Вдоль и поперёк кровати ползала на коленях вдова Алевтина Прохорова. Она также приходилась матерью единственно выжившему на войне сыну Акиму. На той кровати неподвижно лежала разбитая горем невестка — Акимова жена Марта. Взгляд Марты оцепенел, её натруженные, сложенные крестом на животе руки задубели, пересохшие губы слиплись от долгого молчания. Марта слышала и вой свекрови, и плачь троих малолетних детей, но всё это было далеко, неважно, изжито и не дотягивало до мощного толчка, способного вывести её из состояния шока.

 

— Придёт — на порог не пущу, — шелестела полубеззубым ртом свекровь, задыхаясь, хватаясь за сердце, — хоть босой вернётся, хоть месяц не евши, вот те крест, Марта, доченька, ну вставай же, вставай, нельзя лежать столько — ноги отнимутся.

 

— Говорили мне бабы, а я не слушала, — забормотала Марта тихо-тихо, еле разлепляя губы. Свекровь, тяжело дыша, прильнула ухом к самому её рту, выцвевший взгляд её был испуганным, полубезумным.

 

— Тссс! — цыкнула она на детей и навострила уши по максимуму.

 

Марта еле шуршала словами:

 

— Думала так… увлёкся маленько, думала, зачем он нужен ей, городской… А он усы крутил, волосы зачёсывал, сюртук начищал… Одна я слепая была…

 

— Что ты говоришь, Марта? Ничего не понимаю! Громче давай! Господи, не бред ли у тебя?

 

Он потрогала невесткин лоб, но кожа на пальцах была слишком грубой, с трещинами. Тогда Алевтина испытующе поцеловала в лоб Марту.

 

— Уууу! Горишь, касаточка! Дети, смочите тряпицу мне!

 

— Да не горю я! — скинула с себя Марта руки свекрови, — это вы холодная, кожа что лёд у вас. Опять бурки и жилет не надели?

 

— Щас, щас, мил моя, — скрипя костями, подорвалась свекровь, и забегала потерянным взглядом по лавкам. Васятка, средненький, уже тряпицу и воду в кадушке нёс для матери. Бабка, заметив его, вновь цыкнула: «Не надо! Спрячси!» Бросилась было искать свои бурки и жилет, позабыв о том, что не в своём доме она.

 

— Мои наденьте, — сипло сказала Марта, по-прежнему глядя в потолок. — Там в углу они, перед сенями. Платок пуховой на крючке… Ася, ты тут? — обратилась она к старшей дочери.

 

Грохнулись пятки об пол.

 

— Да, мама.

 

— В печку подкинь. Погасла она что ли?

 

— Почти, мам… Сейчас, мы заново…

 

Слушала Марта, как заскрипела печная заслонка, как весело забились друг о друга дрова, заготовленные на зиму Акимом. Всех детей по шагам узнавала Марта: восьмилетняя Ася как лошадь «гопала», Васятка, шестой год разменявши, гусёнком ходил, а Валя птичкой порхала, ступала по полу на носочках — совсем мала ещё, всего три годика.
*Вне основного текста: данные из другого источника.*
PR #2692, opened 2021-05-17
IMPORTANT: load VPL runtime by MSDK dispatcher

aobolensk:
PR description provided by @dvrogozh...

This PR highlights important change in overall Media SDK program and introduces related changes into Media SDK code base.

Media SDK lifetime comes to an end in a form it exists right now. It will be maintained to support existing applications and "legacy" platforms (see below notes on runtime). Future development is planned to happen within [oneVPL](https://github.com/oneapi-src/oneVPL) library and its runtime implementations (here is [gen runtime](https://github.com/oneapi-src/oneVPL-intel-gpu)). While the name changes, API exposed by oneVPL is actually next 2.x version of the API exposed by Media SDK. Pay attention that 2.x API is not (eventually) backward compatible with 1.x API. However, backward incompatibility comes from [1.x features which got dropped](https://spec.oneapi.com/versions/latest/elements/oneVPL/source/appendix/VPL_intel_media_sdk.html), but those structures and functions which remained has preserved their layouts and signatures – this is important to highlight for runtime discussion below.

There are few things which complicate the whole Media SDK to oneVPL migration story. Long story short, generally speaking it’s not possible to fully drop Media SDK and completely switch to oneVPL. I would like to pay attention on the following 2 aspects:

* Media SDK runtime library (libmfxhw64.so.1) is still required to support “legacy” GPU platforms since new VPL runtime (libmfx-gen.so.1) **does not** support these platforms. That’s the case, for example, for SKL/KBL/CFL.
* Some frameworks which uses Media SDK did not yet switch to oneVPL. For example, ffmpeg-qsv plugins still require Media SDK (on the contrary gstreamer msdk plugins from gst-plugins-bad set which I believe has enabled support for oneVPL already).

Overall, pay attention that oneVPL library will load different runtimes depending of the underlying GPU platform:

* It will load new VPL runtime (libmfx-gen.so.1) on a new GPU platforms (like TGL)
* It will load old VPL runtime (libmfxhw64.so.1) on an older GPU platforms (like SKL)

This PR is adding similar behavior to Media SDK dispatcher library which also will load different runtimes depending on the underlying GPU platform – see PR for details and examples.

Summarizing, the following ingredients are required to support Intel media stack thru oneVPL/MSDK:
| Repo | Produced artifacts | Comments |
| ---- | ------------------ | -------- |
[...]

PR #2730, opened 2021-07-09
Disable ADL-S platform support

egorovdanil:


dvrogozh (changes requested):
This is a NO GO CHANGE!

ADL-S support went to the mediasdk release:
* https://github.com/Intel-Media-SDK/MediaSDK/blob/24b964e32692f68ed01aad73850bdaa440c2fcd7/api/include/mfxcommon.h#L183

You 100% can NOT revert changes (at least) in:
* API headers
* Documentation

And I strongly suggest to avoid modifying source code either. What we can do is to redirect execution to oneVPL, i.e. see #2692. As for this change, just drop it.

PR #2755, opened 2021-08-13
Fixed tile modifier issue for NV12 format

VUNNYSODHI:
If we are using I915_FORMAT_MOD_Y_TILED which is needed for
NV12 format then modifiers need to be enabled which can be passed
as flags argument to ioctl.

Issue: None
Test: Manually

Signed-off-by: Sodhi, Vunny <vunny.sodhi@intel.com>


dmitryermilov (approved):

VUNNYSODHI:
Thanks @dmitryermilov for merge.

dmitryermilov:
> Thanks @dmitryermilov for merge.

I shall thank you:)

И как же ей одной их поднимать? На что жить? Чем ещё, кроме как молоком единым от первородки-коровы, кормиться? Одна Ася по хозяйству помощница, а те двое… эээхх!.. Нет, всё. Не встанет она. Пока Аким домой не вернётся, будет лежать тут. А как придёт, оттягает она его за лохмы, коромыслом по спине оприходует, и будет с него. Ничего, быстро нагуляется! Он до городской жизни не привыкший!

 

Сибирская зима лютовала, заметала отдельные дома по самые крыши. Волком завывал за окнами хлёсткий ветер, ставни срывал порой, перекашивал снеговым напором заборы, гнул верхушки елей до самой земли. Деревенька, в которой жила Марта, была мала, всего две улицы. Свекровь Алевтина жила от них через несколько домов. На работу в колхоз их возили в соседний посёлок. Набьётся деревенскими полный кузов грузовика — и поехали. Снег жжёт, Марта в платок кутается, жмётся к Акиму, чтобы согреться. Тяжела жизнь в деревне, труд физический с утра до ночи. Ничего, прорвутся!

 

Поженились они, когда Аким с фронта вернулся. Марта ждала его все четыре года войны, берегла скупые письма. Всю семью потеряла Марта в те годы — отец с братьями полёг на поле боя, мать умерла от болезни и горя, сердце не выдержало стольких потерь. А с Акимом они ничего, девять лет прожили… Пока не увели его, как телка на привязи. Ну конечно! Куда ей, Марте, обыкновенной доярке, простой на вид и бесхитростной бабе, до моложавого счетовода! Галка у них в колхозе как бельмо у всех на глазу была: симпатичная, похожая на норочку, тёмные короткие волосы всегда завиты, уложены, перевязаны плотной алой лентой, как ободком. Фигура у ней тоже имелась, но так, на любителя — тонкая, почти девичья, не знавшая родов, хотя было ей, как и Марте, под тридцатник. Поговаривали, что муж её бросил из-за невозможности иметь детей и Галка, как и всякая свободная женщина, была в постоянном поиске, но тут её и винить не в чем — возраст такой, что сама природа зовёт.

 

Марте всё равно на Галку было, а сотрудницы ей:

 

— Смотри, Марта, твой-то опять от Галки вышел, больно много трётся там.

 

— Да зачем он нужен ей, мой орёл не её полёта, — отмахивалась Марта, — может узнать что хотел.

 

А потом видит: идёт её муж рядом с Галкой по территории колхоза, весь из себя припомаженный, бравый, спина прямая, лицо задорное. Марта его только по молодости таким и видела. Марта — к ним. А Акиму видно, что не в радость её присутствие, сразу стушёвывается, сереет лицом, словно стыдно ему за жену.

 

— А что вы тут гуляете?

 

— Трактор мой на починке, дай, думаю, разомну пока спину, — оправдывался Аким.

 

— А у меня перерыв, — скалила своё норочье личико Галка, оценивая на ходу непритязательный вид Марты. Волосы у Марты под платок убраны, на лице ни грамма косметики, брови никогда в жизни не бывали выщипаны, под рабочим халатом скрывалась фигура обычной сбитой женщины-крестьянки… Галка играла тонкими, подведёнными бровями, Марта растерянно смотрела на парочку, не зная что ещё предъявить.

 

— Иди работай, Аким, начальству твои прогулки вряд ли понравятся. Ты и сам умеешь чинить тракторы.

 

— Сейчас пойду.

 

Охладевал к ней Аким, по ночам всё меньше ласкался.

 

— Не нравлюсь я тебе больше?

 

— Нравишься.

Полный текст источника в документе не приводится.